1. To get the assignment on mcgonagall (ssh mcgonagall or ssh kupapcsit01 from acad):
    mkdir ~/DataMine   #  (This is in your home directory; it may exists if you took one of my data science courses.)
    cd ~/DataMine
    cp ~parson/DataMine/CSC523Fall2022Classify.problem.zip CSC523Fall2022Classify.problem.zip
    unzip CSC523Fall2022Classify.problem.zip
    cd ./CSC523Fall2022Classify
    make clean test
   
# This fails on handout code due to testing diffs from missing data derivations and models.
    # It is working code.


These are the attributes we will use in this analysis in month_aggregate_HMS_goodyears.arff.gz,
which is a monthly aggregate of daily aggregates of (mostly 1-hour) observation periods.

year                                                    1976-2021
month                                                  8-12
HMtempC_mean                                 mean for month of temp Celsius during observation times
WindSpd_mean                                  same for wind speed in km/hour
HMtempC_median                              median for month
WindSpd_median
HMtempC_pstdv                                population standard deviation
WindSpd_pstdv
HMtempC_min                                   minimum & maximum
WindSpd_min
HMtempC_max
WindSpd_max
wndN                                                 tally of North winds for all observations in the month, etc.
wndNNE
wndNE
wndENE
wndE
wndESE
wndSE
wndSSE
wndS
wndSSW
wndSW
wndWSW
wndW
wndWNW
wndNW
wndNNW
wndUNK
HMtempC_24_mean                    Changes in magnitude (absolute value of change) over 24, 48, and 72 hours
HMtempC_48_mean
HMtempC_72_mean
HMtempC_24_median
HMtempC_48_median
HMtempC_72_median
HMtempC_24_pstdv
HMtempC_48_pstdv
HMtempC_72_pstdv
HMtempC_24_min                    The min & max are their signed values.
HMtempC_48_min
HMtempC_72_min
HMtempC_24_max
HMtempC_48_max
HMtempC_72_max
SS_All                                        Tally of sharp-shinned hawk observations during each month 8-12, 1976-2021.

2. Edit CSC523Fall2022Classify_generator.py and search for upper-case STUDENT comments.
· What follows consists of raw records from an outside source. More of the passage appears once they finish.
Issue #74, opened 2016-03-23
assert error in the context_t


pengweichu:
I think in the content_t class, we must check the ptr has been destroyed or not, otherwise if we called the close before destroy, then the ZMQ_ASSERT will be raise when the class destroying.

Below is the modified code:

```
inline ~context_t () ZMQ_NOTHROW
{
    if (!ptr)
    {
        return;
    }

    int rc = zmq_ctx_destroy (ptr);
    ptr = NULL;
    ZMQ_ASSERT (rc == 0);
}

inline void close() ZMQ_NOTHROW
{
    if (!ptr)
    {
        return;
    }

    int rc = zmq_ctx_destroy (ptr);
    ptr = NULL;
    ZMQ_ASSERT (rc == 0);
}
```

ignitusboyone:
According to the man page

http://api.zeromq.org/3-2:zmq-ctx-destroy
http://api.zeromq.org/4-2:zmq-ctx-destroy

The zmq_ctx_destroy() function shall return zero if successful. Otherwise it shall return -1 and set errno to one of the values defined below

So why are we asserting that close and ~context_t were successful.  Shouldn't the assert check should be  rc != 0 or rc == -1 ?

sigiesec:
This issue was fixed by #85

PR #78, opened 2016-06-29
Fixed context_t::close and context_t::~context_t

sigiesec:
Restored behaviour before 014628cb34735cfdf8d049e2316574f713361e5a and 971092e472b5b68d36334e88cb35f75972c35415 such that the context is properly destroyed AND close may be called explicitly without causing an assertion in the dtor

### DIFF
--- a/zmq.hpp
+++ b/zmq.hpp
@@ -410,13 +410,16 @@ namespace zmq
 
         inline ~context_t () ZMQ_NOTHROW
         {
-            int rc = zmq_ctx_destroy (ptr);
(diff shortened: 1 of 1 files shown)


sigiesec:
This should fix #74

c-rack:
@sigiesec could you please resolve the conflict in order to make your PR mergable?

sigiesec:
This overlaps with #85, which chose a bit different solution that also allows close() to be called multiple times. I don't think that that should be allowed, but I am not familiar with the overall design conventions of cppzmq, so I am closing this pull request.

PR #82, opened 2016-08-14
Enable passing flags in to `send()` and `recv()`

staticfloat:
This allows overloading things such as `ZMQ_DONTWAIT`.  Note that we explicitly mask out `ZMQ_SENDMORE` as it would make no sense to accept that in as one of the flags to `send()`.

### DIFF
--- a/zmq_addon.hpp
+++ b/zmq_addon.hpp
@@ -99,14 +99,14 @@ public:
         return m_parts.empty();
     }
 
-    bool recv(socket_t& socket)
+    bool recv(socket_t& socket, int flags = 0)
     {
         clear();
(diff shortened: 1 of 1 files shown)


bluca:
Hi,

Thanks for the pr, but isn't this an API breakage? Wouldn't it be preferable to follow the C4 process and have a new function instead?

c-rack:
Generally yes, you are right, but the new parameters have default values, so that existing implementations should not be affected. Please correct me if I'm wrong.

bluca:
Ah of course, it's a C++ api, my bad :-)

API will be fine, not sure about ABI though? I'll check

The requirements with % point values are there. There is also a file README.txt in which you must answer questions. The code is worth 30% of the assignment and README.txt the remaining 70%. You can work on the README.txt before completing the code if you want since it uses the Reference files of expected output.

MAKE SURE to search for all upper-case STUDENT comments, especially ones starting with "# STUDENTS MUST uncomment this code". Some working code is commented out until you define derived data views and models (regressors & classifiers) bound to the specified Python variables.
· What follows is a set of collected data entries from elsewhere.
PR #83, opened 2016-08-26
Add comments, optimize some functions, add static asserts

K0n63n:
Add comments to all functions. Optimize move constructor and move assigment operator, remove size check inside pop/remove/peek. Static assert in pushtyp/addtyp/poptyp in order to avoid pitfall with std::string (pushstr/addstr/popstr should be used for that). Add sanity check for poptyp, size of message must match desired type.

### DIFF
--- a/zmq_addon.hpp
+++ b/zmq_addon.hpp
@@ -99,14 +99,14 @@ public:
         return m_parts.empty();
     }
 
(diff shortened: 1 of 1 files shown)


c-rack:
@K0n63n could you please resolve the conflict in order to make your PR mergable?

PR #85, opened 2016-09-19
Failing assertion in dtor of context_t

serge-medvedev:
Assertion in destructor of _context_t_ doesn't fail if _close_ method has already been called.


serge-medvedev:
This fix prevents assertion failures in case of calling _close_ method more than once and it seems to allow calling _close_ method after destruction, though it's not clear if such a behavior is desired one.
Also, it should fix [#74](https://github.com/zeromq/cppzmq/issues/74).

PR #86, opened 2016-10-22
Add comments, optimize some functions, add static asserts

K0n63n:
Add comments to all functions. Optimize move constructor and move assigment operator, remove size check inside pop/remove/peek. Static assert in pushtyp/addtyp/poptyp in order to avoid pitfall with std::string (pushstr/addstr/popstr should be used for that). Add sanity check for poptyp, size of message must match desired type.

### DIFF
--- a/zmq_addon.hpp
+++ b/zmq_addon.hpp
@@ -45,60 +45,72 @@ private:
     std::deque<message_t> m_parts;
 
 public:
+    // Default constructor
     multipart_t()
     {}
 
+    // Construct from socket receive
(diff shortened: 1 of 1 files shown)


bluca:
Thanks! For your next contributions, could you please follow the contributing guidelines for the git commit message? And also have one type of change of commit.

```
Problem: X is broken

Solution: do Y and Z to fix X
```

http://zeromq.org/docs:contributing

K0n63n:
Sure, I'll do that next time.

PR #533, opened 2021-12-30
zmq_recv zmq_send handle EINTR

lyzyung:
An exception was raised when I used GperfTools because of EINTR error


gummif:
I guess this would be a breaking change.  Would a workaround catching this error in your code not work for you?

lyzyung:
I can catch this exception, but I don’t want to catch it everywhere

PR #553, opened 2022-04-21
Suppress ZMQ_EXTENDED_CONSTEXPR on gcc with partial C++14 support

gin-ahirsch:
cf. https://gcc.gnu.org/projects/cxx-status.html#cxx14


gin-ahirsch:
Had to change from checking `__cpp_constexpr` to a specific gcc version. Looks like gcc <= 5.3 errors, but still defines `__cpp_constexpr` to `201304` so that's insufficient.

gummif:
Thanks

PR #559, opened 2022-06-15
Updating Catch2 v2 to v2.13.9

nandanvasudevan:
Fixes issue with MINSIGSTKSZ which is no longer a constant -> https://github.com/JuliaLang/julia/issues/39822

Issue was fixed in https://github.com/catchorg/Catch2/releases/tag/v2.13.5

Does not build in Ubuntu 22.04 with GCC 11.2.0 without this update.


gummif:
Thanks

Here are Figures relating to questions in README.txt.

F1

Figure 1: Initial distribution of numeric target attribute SS_All (NumericTarget)

F2

Figure 2: Distribution of Log10Target (targetdataLog10 STUDENT 1), log10(SS_All) values
Take 10Maximum to get the max of Figure 1

F3

Figure 3: Distribution of SqrtTarget (targetdataSqrt), sqrt(SS_All) values
Take Maximum2 to get the max of Figure 1.

F4

Figure 4: Equal-value-range discretization distribution of SS_All in targetdataNomRange

F5

Figure 5: Equal-bin-frequency discretization distribution of SS_All in targetdataNomEqFreq (STUDENT 2)

F6
Figure 6: Y=Log10Target of Figure 2 as a function of X=NumericTarget in Figure 1.
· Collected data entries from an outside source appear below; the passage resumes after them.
PR #569, opened 2022-09-09
add a parameter for multipart_t::send

caicaiking:
I need send message and recv message to do ACK, when I not recv the ack message I need to send it again.  I don't want to use clone, because need time to copy.

### DIFF
--- a/zmq_addon.hpp
+++ b/zmq_addon.hpp
@@ -413,7 +413,7 @@ class multipart_t
     }
 
     // Send multipart message to socket
-    bool send(socket_ref socket, int flags = 0)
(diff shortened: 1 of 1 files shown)


caicaiking:
> Thos function is destructive so clear is a no-op it looks like. Copying messages is really the only way.

So, Can I add this control parameter for send funciton?

gummif:
What you really need to do is something like this
```c++
std::vector<zmq::const_buffer> bufs;
for (const auto& m : msgs)
  bufs.emplace_back(m.data(), m.size());
while (not done)
{
  auto ret = zmq::send_multipart(bufs);
  // repeat send until something
}
```
Make a vector/array of buffers and use the send_multipart function (which will not modify the messages).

Following Figures Added after Handout Distributed Late Morning of 10/12 to help with README.

F7

Figure 7: M5P model of SS_All, original counts by year, month
7 Linear Expressions at the Leaves
Correlation coefficient                  0.9076
Mean absolute error                    407.9356
Root mean squared error                736.9916
Relative absolute error                 31.0553 %
Root relative squared error             42.2449 %
Total Number of Instances              226

F8

Figure 8: Same Data as Figure 7, Final Years

F9

Figure 9: M5P model of SS_All_Log10, original counts by year, month
8 Linear Expressions at the Leaves
Correlation coefficient                  0.965
Mean absolute error                      0.2364
Root mean squared error                  0.3031
Relative absolute error                 23.9819 %
Root relative squared error             26.4643 %
Total Number of Instances              226

F10

Figure 10: Same Data as Figure 9, Final Years

F11

FIGURE 11: SS_ALL observations as a function of discrete month 8 through 12.

F12

FIGURE 12: SS_ALL_Log10 observations as a function of discrete month 8 through 12.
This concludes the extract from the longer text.